WORK ORDER: Every line of the material has to be retyped exactly.

MATERIAL SHOWN:

PR #388, opened 2019-03-20
Debug printing fixes

mhyee:
I had these in my working branch, but figured I might as well split them off in case other people need them.


o-:
(canceled the gitlab ci manually, since it is clogged already...)

PR #391, opened 2019-03-21
Remove asserts from release build

charig:


o-:
this also removes the asserts from ci runs :(

charig:
The `debug` and `debugopt` builds are for testing asserts I suppose...

o-:
> The debug and debugopt builds are for testing asserts I suppose...

they are too slow, we run half of ci in release. ci jobs are defined in .gitlab-ci.yml and .travis.yml

o-:
so please make sure that asserts are not turned off on the ci

rir/src/compiler/translations/pir_2_rir/stack_use.cpp
```diff
@@ -46,12 +49,16 @@ void StackUseAnalysisState::AbstractStack::matchContents(
         if (operator[](i) != other.operator[](i)) {
             if (operator[](i)->isInstruction() &&
                 other.operator[](i)->isInstruction()) {
-                auto my = Instruction::Cast(operator[](i))->hasSingleUse();
-                auto their =
-                    Instruction::Cast(other.operator[](i))->hasSingleUse();
-                assert(my && Phi::Cast(my));
-                assert(their && Phi::Cast(their));
-                assert(my == their && "Stack mismatch.");
+                assert(Instruction::Cast(operator[](i))->hasSingleUse() &&
```
o-: ehm, how about using a temporary variable to store `operator[](i)`? (which is already the imho the ugly version of `(*this)[i]`, but that's not from your pr, ik)

rir/src/interpreter/interp.cpp
```diff
@@ -296,6 +298,8 @@ static RIR_INLINE SEXP createLegacyArgsList(const CallContext& call,
     }
 }
 
+#pragma GCC diagnostic push
+#pragma GCC diagnostic ignored "-Wunused-variable"
```
o-: You can also just completely remove those asserts. Those are really from the beginning of time, when I wasn't exactly sure how setjmp/longjmp work.

o-: If they would fail, the C compiler would have been very drunk...

rir/src/ir/CodeVerifier.cpp
```diff
@@ -234,6 +234,8 @@ void CodeVerifier::calculateAndVerifyStack(Code* code) {
     code->stackLength = max.ostack;
 }
 
+#pragma GCC diagnostic push
+#pragma GCC diagnostic ignored "-Wunused-variable"
 void CodeVerifier::verifyFunctionLayout(SEXP sexp, InterpreterInstance* ctx) {
     assert(TYPEOF(sexp) == EXTERNALSXP and "Invalid SEXPTYPE");
```
o-: if the code verifier fails, the code is seriously broken and should not be executed. I think it would be a good idea to convert those asserts into Rf_error. The same goes for the pir verifier.

o- (approved):
verifier error should always lead to abort. otherwise lgtm

rir/src/compiler/analysis/verifier.cpp
```diff
@@ -163,7 +162,8 @@ class TheVerifier {
 
         if (auto mk = MkArg::Cast(i)) {
             auto p = mk->prom();
-            assert(p->owner->promise(p->id) == p);
+            if (p->owner->promise(p->id) != p)
```
o-: sorry, I don't want to drag this out unnecessarily. But if you actually look at what the verifier does, whenever there is a verification error, it sets ok to false. Then the callees currently do `assert(Verfier::verify....`.

So although you now changed a bunch of assumes into errors, you do not check the final verifier result with those changes.

can you please (instead of erroring on some conditions inside the verification functions), just error on the final `ok` result??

ANSWER BOX:
PR #388, opened 2019-03-20
Debug printing fixes

mhyee:
I had these in my working branch, but figured I might as well split them off in case other people need them.


o-:
(canceled the gitlab ci manually, since it is clogged already...)

PR #391, opened 2019-03-21
Remove asserts from release build

charig:


o-:
this also removes the asserts from ci runs :(

charig:
The `debug` and `debugopt` builds are for testing asserts I suppose...

o-:
> The debug and debugopt builds are for testing asserts I suppose...

they are too slow, we run half of ci in release. ci jobs are defined in .gitlab-ci.yml and .travis.yml

o-:
so please make sure that asserts are not turned off on the ci

rir/src/compiler/translations/pir_2_rir/stack_use.cpp
```diff
@@ -46,12 +49,16 @@ void StackUseAnalysisState::AbstractStack::matchContents(
         if (operator[](i) != other.operator[](i)) {
             if (operator[](i)->isInstruction() &&
                 other.operator[](i)->isInstruction()) {
-                auto my = Instruction::Cast(operator[](i))->hasSingleUse();
-                auto their =
-                    Instruction::Cast(other.operator[](i))->hasSingleUse();
-                assert(my && Phi::Cast(my));
-                assert(their && Phi::Cast(their));
-                assert(my == their && "Stack mismatch.");
+                assert(Instruction::Cast(operator[](i))->hasSingleUse() &&
```
o-: ehm, how about using a temporary variable to store `operator[](i)`? (which is already the imho the ugly version of `(*this)[i]`, but that's not from your pr, ik)

rir/src/interpreter/interp.cpp
```diff
@@ -296,6 +298,8 @@ static RIR_INLINE SEXP createLegacyArgsList(const CallContext& call,
     }
 }
 
+#pragma GCC diagnostic push
+#pragma GCC diagnostic ignored "-Wunused-variable"
```
o-: You can also just completely remove those asserts. Those are really from the beginning of time, when I wasn't exactly sure how setjmp/longjmp work.

o-: If they would fail, the C compiler would have been very drunk...

rir/src/ir/CodeVerifier.cpp
```diff
@@ -234,6 +234,8 @@ void CodeVerifier::calculateAndVerifyStack(Code* code) {
     code->stackLength = max.ostack;
 }
 
+#pragma GCC diagnostic push
+#pragma GCC diagnostic ignored "-Wunused-variable"
 void CodeVerifier::verifyFunctionLayout(SEXP sexp, InterpreterInstance* ctx) {
     assert(TYPEOF(sexp) == EXTERNALSXP and "Invalid SEXPTYPE");
```
o-: if the code verifier fails, the code is seriously broken and should not be executed. I think it would be a good idea to convert those asserts into Rf_error. The same goes for the pir verifier.

o- (approved):
verifier error should always lead to abort. otherwise lgtm

rir/src/compiler/analysis/verifier.cpp
```diff
@@ -163,7 +162,8 @@ class TheVerifier {
 
         if (auto mk = MkArg::Cast(i)) {
             auto p = mk->prom();
-            assert(p->owner->promise(p->id) == p);
+            if (p->owner->promise(p->id) != p)
```
o-: sorry, I don't want to drag this out unnecessarily. But if you actually look at what the verifier does, whenever there is a verification error, it sets ok to false. Then the callees currently do `assert(Verfier::verify....`.

So although you now changed a bunch of assumes into errors, you do not check the final verifier result with those changes.

can you please (instead of erroring on some conditions inside the verification functions), just error on the final `ok` result??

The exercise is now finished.